Even though the instrumentation is spectacular throughout the entirety of Landmarks, one must give credit where it is due. Palmentara’s gritty voice is stylistically comparable to Nic Newsham of Gatsby’s American Dream or Kurt Travis of A Lot Like Birds, and his vocals are the perfect complement to the music. It is a rare opportunity to hear a man who has perfect control over the way he sings, but Palmentara does so with ease. Never over-stylizing, he knows exactly when it is appropriate to give it all he has (see “Striking Gold (In the Old West)”) and never takes his voice for granted. As he chillingly belts “I’ll let you know/I’ll let you know/If I ever strike gold/And I know/That feeling will never go/It will never get old” in the aforementioned song, this talent is as clear as the post-rocky outro that ends the track.

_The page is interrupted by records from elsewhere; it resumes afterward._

PR #30317, opened 2023-04-26
Fix array diff key warnings

### LINKED ISSUE #30304: Jetpack Forms - Potential issue with responses endpoint (Inbox not loading) - PHP warnings
[Slack conversation](p1682348735794039-slack-C01CSBEN0QZ)

I noticed an issue with our responses endpoint for the new form responses inbox. My main inbox was not loading responses, even though the Spam and Trash worked as expected, as well as the "classic view".

It seems that this line (https://github.com/Automattic/jetpack/blame/trunk/projects/packages/forms/src/class-wpcom-rest-api-v2-endpoint-forms.php#L168) is throwing some PHP warnings, I wonder if it could be related to the data structure changes we made for new responses?

```
<b>Warning</b>: array_diff_key(): Expected parameter 1 to be an array, null given in <b>/home/wpcom/public_html/wp-content/mu-plugins/jetpack-plugin/production/jetpack_vendor/automattic/jetpack-forms/src/class-wpcom-rest-api-v2-endpoint-forms.php</b> on line <b>171</b><br />
[public-api.wordpress.com/wpcom/v2/sites/204035811/forms/responses?_envelope=1&amp;limit=50&amp;offset=0&amp;status=inbox&amp;_gutenberg_nonce=9f929356d8&amp;_locale=user]<br />
```

CGastrell:
Ensure array is provided for array_diff_key, fix status handling when untrashing.

Fixes #30304 

## Proposed changes:
This PR ensures an array is provided as argument for array_diff_key as we've been seeing warnings about it. ~The underlying cause is still TBD, couldn't reproduce.~

Marking as `spam` was unescaping content, making JSON strings not decodable. This PR changes the use of `wp_insert_post` for `wp_update_post` and canceling any after insert actions. **Should this be a concern?**

It also adds a `wp_untrash_post_status` filter handler, so untrashing a feedback sends it back to where it was before trashing. Defaults to `publish`

### Other information:

No

## Testing instructions:
Submit responses to some form, make sure to use double quotes `"` and strange characters (tilde is fine, á, ê, ï, etc).
Back at inbox, move those feedbacks to/from inbox/spam/trash.

See that the feedbacks don't break (feedbacks not showing basic properties, like URL or detailed fields).
See that moving out from trash (on legacy view) doesn't turn feedbacks into `drafts` (you can trash your drafts and then untrash to see them go into the inbox)

### DIFF
--- a/projects/packages/forms/changelog/fix-array-diff-key-warnings
+++ b/projects/packages/forms/changelog/fix-array-diff-key-warnings
@@ -1,0 +1,4 @@
+Significance: patch
+Type: fixed
+
+Ensure array is provided to array_diff_key to avoid warnings
--- a/projects/packages/forms/src/class-wpcom-rest-api-v2-endpoint-forms.php
+++ b/projects/packages/forms/src/class-wpcom-rest-api-v2-endpoint-forms.php
@@ -371,7 +371,7 @@ class WPCOM_REST_API_V2_Endpoint_Forms extends WP_REST_Controller {
 			$status = wp_update_post(
 				array(
 					'ID'          => $post_id,
-					'post_status' => 'published',
+					'post_status' => 'publish',
 				),
 				false,
 				false
--- a/projects/packages/forms/src/class-wpcom-rest-api-v2-endpoint-forms.php
+++ b/projects/packages/forms/src/class-wpcom-rest-api-v2-endpoint-forms.php
@@ -175,7 +175,7 @@ class WPCOM_REST_API_V2_Endpoint_Forms extends WP_REST_Controller {
 					'entry_permalink'         => $data['all_fields']['entry_permalink'],
 					'subject'                 => $data['_feedback_subject'],
 					'fields'                  => array_diff_key(
-						$data['all_fields'],
+						empty( $data['all_fields'] ) ? array() : $data['all_fields'],
 						array(
 							'email_marketing_consent' => '',
 							'entry_title'             => '',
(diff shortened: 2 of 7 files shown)


digitalwaveride:
My issue still exists... when switching to a the new inbox view, very briefly it flickers, and seems to load... but then getting the white screen.

- not sure if it was expected to go away with this fix:

image


image


image


On Classic View things work as expected.

digitalwaveride (changes requested):
Christian, thank you so much for the digging and finding the issue! 🙇 

I can load now all tabs, even for the "incomplete" remaining responses with the lost detail data 👍 

One thing I noticed though:

Inside of the spam tab, the functionality of the "remove spam" action changed.
It seems to delete this responses now permanently.
image

What it actually should do (like on Trunk currently) it should move the response back to the inbox.

You mentioned already before that this label naming might be not intuitive, so I would suggest renaming the label - like in the classic view - from "Remove from spam" to "Not spam".

image

image

https://user-images.githubusercontent.com/5120357/235120649-3676584e-3e12-4fbf-9e5f-814b9051de58.mov

digitalwaveride (changes requested):
GitHub 🤷 
https://github.com/Automattic/jetpack/pull/30317#pullrequestreview-1405605457

digitalwaveride (approved):
Thanks a ton Christian!!!

- Trash with "special responses" works! 👍 
- "Remove from Spam" behavior is as expected 👍 
- "Copy edit" is there 👍

PR #30318, opened 2023-04-26
[RNMobile] Update Android VP player loading screen

jhnstn:
Follow up to https://github.com/Automattic/jetpack/pull/30251 to fix the loading screen on Android.

## Proposed changes:

*

### Other information:

## Testing instructions:

* Go to '..'
*


projects/packages/videopress/src/client/block-editor/blocks/video/components/player/index.native.js
```diff
@@ -88,6 +90,20 @@ export default function Player( { isSelected, attributes } ) {
...
 
+	// Android doesn't receive the videopress_ready event,
+	// so we need to set the player as ready after a delay.
+	useEffect( () => {
+		if ( IS_ANDROID && !! html ) {
+			androidPlayerReadyTimer.current = setTimeout( () => {
+				if ( ! isPlayerLoaded ) {
+					setIsPlayerReady( true );
+				}
+			}, 500 );
```
jhnstn, line 101: This gives the embed a half a second to load. It's not ideal since it will not be the same on slower connections but we can increase the timeout. 500ms seems like a good starting point if we choose this route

Lyrically, Palmentara enjoys using a certain bite comparable to Max Bemis. Lines like “Do you believe we can live vicariously through song?” and “Your life quilt-like, but does that blanket keep you warm?” maybe aren’t as tongue-in-cheek as the Say Anything singer, but they still resemble the same intention of angst and hopelessness that remain consistent throughout the record.
Though I get my fix from similar yet better-known bands, My Mouth Is The Speaker reminds me to root for the little guy. No matter how big the tour or sales numbers, sometimes the underdog can shine just as bright as its big label genre-mates.